WHAT IS REQUIRED — Scanning the entries below, copy every line that contains the word "result".

INPUT DATA —

Issue #19493, opened 2021-11-26
Wrong number of files in the electronic document management system


mister-pc:
# Bug
The number of uploaded can be wrong if we upload many files at one time : The number indicated reflects the number of uploads, not the number of files.

## Environment
- **Version**: 14.0.1
- **OS**: Debian
- **Web server**: Apache
- **PHP**: 7.4
- **Database**: MySQL
- **URL(s)**: /ecm/index.php

## Steps to reproduce the behavior
In a new folder under the EDM tab, when browsing for uploading files, just select many ones with the Ctrl-key (or the Shift-key) down. The displayed number of files uploaded is 1, instead of the real number.

## Attached files
[*Files*
![2021-11-26_14-16-01](https://user-images.githubusercontent.com/25563509/143587000-d9d9a6f7-ab8b-4485-a44c-34d74a3f5258.png)
]

edupulpillo:
this problem exist even after a "refresh"

edupulpillo:
The problem persist in 17.0.2

edupulpillo:
nobody can reproduce the same problem?

sonikf:
Hi @edupulpillo 
It seems that this is a feature(for performance reasons) and not a bug.
You have to press the edit button for it to refresh.
https://github.com/Dolibarr/dolibarr/blob/57d832052e39f8884feebd885c42ab1895dfd122/htdocs/ecm/index.php#L191-L195

PR #31866, opened 2024-11-15
FIX : calculate the files count on ECM when add multiple files in one time

kkhelifa-opendsi:
Calculate the files count on ECM when add multiple files in one time #19493

image
image

### DIFF
--- a/htdocs/ecm/class/ecmdirectory.class.php
+++ b/htdocs/ecm/class/ecmdirectory.class.php
@@ -296,12 +296,37 @@ class EcmDirectory extends CommonObject
 	 */
 	public function changeNbOfFiles($value)
 	{
+		global $conf;
+
+		if ($value == '+') {
+			$relativepath = $conf->ecm->dir_output . '/' .$this->getRelativePath(); // Ex: dir1/dir2/dir3/
+			$relativepath = preg_replace('/^'.preg_quote(DOL_DATA_ROOT, '/').'/', '', $relativepath);
+			$relativepath = trim($relativepath, '/');
+
+			// Get nb file in relative path
+			$sql = "SELECT COUNT(*) AS nb";
+			$sql .= " FROM " . $this->db->prefix() . "ecm_files";
+			$sql .= " WHERE filepath = '" . $this->db->escape($relativepath) . "'";
+
+			dol_syslog(get_class($this) . "::changeNbOfFiles - Get nb file in relative path", LOG_DEBUG);
+			$resql = $this->db->query($sql);
+			if (!$resql) {
+				$this->error = "Error " . $this->db->lasterror();
+				return -1;
+			} else {
+				$value = 0;
+				if ($obj = $this->db->fetch_object($resql)) {
+					$value = (int)$obj->nb;
+				}
+			}
+		}
+
 		// Update request
 		$sql = "UPDATE ".MAIN_DB_PREFIX."ecm_directories SET";
 		if (preg_match('/[0-9]+/', $value)) {
 			$sql .= " cachenbofdoc = ".(int) $value;
 		} else {
-			$sql .= " cachenbofdoc = cachenbofdoc ".$value." 1";
+			$sql .= " cachenbofdoc = cachenbofdoc " . preg_replace('/[^\-]/', '', $value) . " 1";
 		}
 		$sql .= " WHERE rowid = ".((int) $this->id);
 
--- a/htdocs/ecm/class/ecmdirectory.class.php
+++ b/htdocs/ecm/class/ecmdirectory.class.php
@@ -316,7 +316,7 @@ class EcmDirectory extends CommonObject
 			} else {
 				$value = 0;
 				if ($obj = $this->db->fetch_object($resql)) {
-					$value = (int)$obj->nb;
+					$value = (int) $obj->nb;
 				}
 			}
 		}
--- a/htdocs/ecm/class/ecmdirectory.class.php
+++ b/htdocs/ecm/class/ecmdirectory.class.php
@@ -299,8 +299,8 @@ class EcmDirectory extends CommonObject
 		global $conf;
 
 		if ($value == '+') {
-			$relativepath = $conf->ecm->dir_output . '/' .$this->getRelativePath(); // Ex: dir1/dir2/dir3/
-			$relativepath = preg_replace('/^'.preg_quote(DOL_DATA_ROOT, '/').'/', '', $relativepath);
+			$relativepath = $conf->ecm->dir_output . '/' . $this->getRelativePath(); // Ex: dir1/dir2/dir3/
+			$relativepath = preg_replace('/^' . preg_quote(DOL_DATA_ROOT, '/') . '/', '', $relativepath);
 			$relativepath = trim($relativepath, '/');
 
 			// Get nb file in relative path


rycks (dismissed):
Hello,
ok for me as a fix bug it could be easyear to understand if we call  $ecmdir->changeNbOfFiles($res) into ecm/index.php (show line 138) ... but dol_add_file_process do not return number of success ...

so the quality fix could be against dol_add_file_process to return nb success and use that value to call changeNbOfFiles

rycks:
@eldy what do you think about that ?

a) that is a fix -> ok

b) better solution will be to change dol_add_file_process returned value

 * @return	int                             <=0 if KO, >0 if OK

return number of changed files in case of success then we could use that value into that PR

rycks:
> @eldy what do you think about that ?
> b) better solution will be to change dol_add_file_process returned value

see [ce0fe7103e2cf12d0a08175fa734a4104c454e11](https://github.com/Dolibarr/dolibarr/commit/ce0fe7103e2cf12d0a08175fa734a4104c454e11)

eldy:
> @eldy what do you think about that ?
> 
> a) that is a fix -> ok
> 
> b) better solution will be to change dol_add_file_process returned value
> 
> * @return	int                             <=0 if KO, >0 if OK
> 
> return number of changed files in case of success then we could use that value into that PR

According to inline documentation the parameter value must be the nb of doc to add.
`* @param string $value '+' or '-' or new number`
The number should be the quantity to store in database. So bug should be to fix the propagated parameter instead of doing a database SQL to recount.
So good solution is for me the one that has been suggested here:  [ce0fe7103e2cf12d0a08175fa734a4104c454e11] for this reason:
1-it fixes the problem at the source and its does not break behaviour (documentation of the  dol_add_file_process already says that "return is >0 if OK"). So i think we can go
2-fix match the doc of the expected value
3-a fix with the low printing in change is better than the one with more line code modified

i did not test, but i recommend to try the ce0fe7103e2cf12d0a08175fa734a4104c454e11 as fix for v18 instead of this version of PR.

lvessiller-opendsi:
@eldy @rycks 
We can change the method **changeNbOfFiles** like that to accept "**+NB of files**" or "**-Nb or files**" :
```
* 	@param	string	$value		'+' or '-' or new number or '-N' or '+N' (N is number to remove or add)
 *  @return int		         	Return integer <0 if KO, >0 if OK
 */
	public function changeNbOfFiles($value)
	{
		// Update request
		$sql = "UPDATE ".MAIN_DB_PREFIX."ecm_directories SET";
		if (preg_match('/^[\-\+][0-9]+$/', $value)) {
			$sql .= " cachenbofdoc = cachenbofdoc".$value;
		} elseif (preg_match('/[0-9]+/', $value)) {
			$sql .= " cachenbofdoc = ".(int) $value;
		} else {
			$sql .= " cachenbofdoc = cachenbofdoc ".preg_replace('/[^\-\+]/', '', $value)." 1";
		}
		$sql .= " WHERE rowid = ".((int) $this->id);

```

And int he file "htdocs/ecm/index.php" to add the "+nb" when we upload several files : 
$res = dol_add_file_process($upload_dir, $overwritefile, 1, 'userfile', '', null, '', $generatethumbs);
		if ($res > 0) {
			$result = $ecmdir->**changeNbOfFiles('+'.$res);**
		}


But how do you know if you overwrite some files ? (the nb of uploaded files is not the good number to add)
image

eldy:
> @eldy @rycks 
> We can change the method **changeNbOfFiles** like that to accept "**+NB of files**" or "**-Nb or files**" :
> ```
> * 	@param	string	$value		'+' or '-' or new number or '-N' or '+N' (N is number to remove or add)
>  *  @return int		         	Return integer <0 if KO, >0 if OK
>  */
> 	public function changeNbOfFiles($value)
> 	{
> 		// Update request
> 		$sql = "UPDATE ".MAIN_DB_PREFIX."ecm_directories SET";
> 		if (preg_match('/^[\-\+][0-9]+$/', $value)) {
> 			$sql .= " cachenbofdoc = cachenbofdoc".$value;
> 		} elseif (preg_match('/[0-9]+/', $value)) {
> 			$sql .= " cachenbofdoc = ".(int) $value;
> 		} else {
> 			$sql .= " cachenbofdoc = cachenbofdoc ".preg_replace('/[^\-\+]/', '', $value)." 1";
> 		}
> 		$sql .= " WHERE rowid = ".((int) $this->id);
> 
> ```
> 
> And int he file "htdocs/ecm/index.php" to add the "+nb" when we upload several files : 
> $res = dol_add_file_process($upload_dir, $overwritefile, 1, 'userfile', '', null, '', $generatethumbs);
> 		if ($res > 0) {
> 			$result = $ecmdir->**changeNbOfFiles('+'.$res);**
> 		}
> 
> 
> But how do you know if you overwrite some files ? (the nb of uploaded files is not the good number to add)
> image
> 

You found a point. We must know the exact number to update the qty and some files may erase other and some not.
So there is no other solution than "recalculate". This is what the PR tried to do by doing a sql select. 
However you must know that the information in database is just an "index" to store complementary information of a file on disk. It is not reliable. The reliable information can be obtained by as scan of the directory (for example when dir is updated by a webdav transfer, index is not immediatly updated but done later when Dolibarr detect database is not synch with files, another example is after restoring a disk of data, a ftp synch, etc...). So the re-count must be done on disk with dol_dir_scan and not with a select that is not reliable.
The rest of code is already doing dol_dir_scan and use the ecmfile table only for additionnal information.

lvessiller-opendsi:
@eldy @rycks 
Here this is a fix to determine what we see in GED and it's a good way to use SQL request and not to scan dicrectory physically for this action of uploading several files.
The "refresh" action should be implemented when you click on "image" button. And in this case, the directory will be scan with dol_dir_scan.
So it's ok for me to integrate this FIX on v18 .

lvessiller-opendsi (dismissed):

eldy:
> @eldy @rycks 
> Here this is a fix to determine what we see in GED and it's a good way to use SQL request and not to scan dicrectory physically for this action of uploading several files.
> The "refresh" action should be implemented when you click on "image" button. And in this case, the directory will be scan with dol_dir_scan.
> So it's ok for me to integrate this FIX on v18 .
> 

The value "+" like "-" is already implemented to make a +1 or -1, so i recommend to use another value to update with a scan of database, for example we can use value "database" as value for parameter to say we want to update nb with the count from database.

@kkhelifa-opendsi it seems you PR is pushed without permission to be edited so we have no way to fix this ourself (i just want to replace your new addition of the use of "+" into "database" to avoid conflict with old value and provide a easier way to understand how to use the parameters with a low risk of breaking compatibility or existing use. Can you fix this ?

rycks:
@kkhelifa-opendsi old PR ... but as @eldy says "you PR is pushed without permission to be edited so we have no way to fix this ourself (i just want to replace your new addition of the use of "+" into "database" to avoid conflict with old value and provide a easier way to understand how to use the parameters with a low risk of breaking compatibility or existing use. Can you fix this ?"

thanks

eldy:
@kkhelifa-opendsi can you replace the 
`if ($value == '+') {`
into
`if ($value == 'database') {`
The PR is not open to external contributions so github does not allow us to do it ourself.

rycks:
@eldy as @kkhelifa-opendsi pr is on a read-only are you ok if i merge that PR and just after merge make a new PR to replace "+" by "database" ?

eldy:
> @eldy as @kkhelifa-opendsi pr is on a read-only are you ok if i merge that PR and just after merge make a new PR to replace "+" by "database" ?
> 

Yes. When a pr remains too long with status pending and with no answer of submitter, if you know how to fix it yourself, you can do it (by editing the pr if pr is open, or by creating a new one if not).
And when you push or commit your own change, just include the #close idprtoreplace in your prnor commit label soit will close the old one and keep a link with. 
This is how i proceed on develop.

COMPLETED EXERCISE —
			$result = $ecmdir->**changeNbOfFiles('+'.$res);**
> 			$result = $ecmdir->**changeNbOfFiles('+'.$res);**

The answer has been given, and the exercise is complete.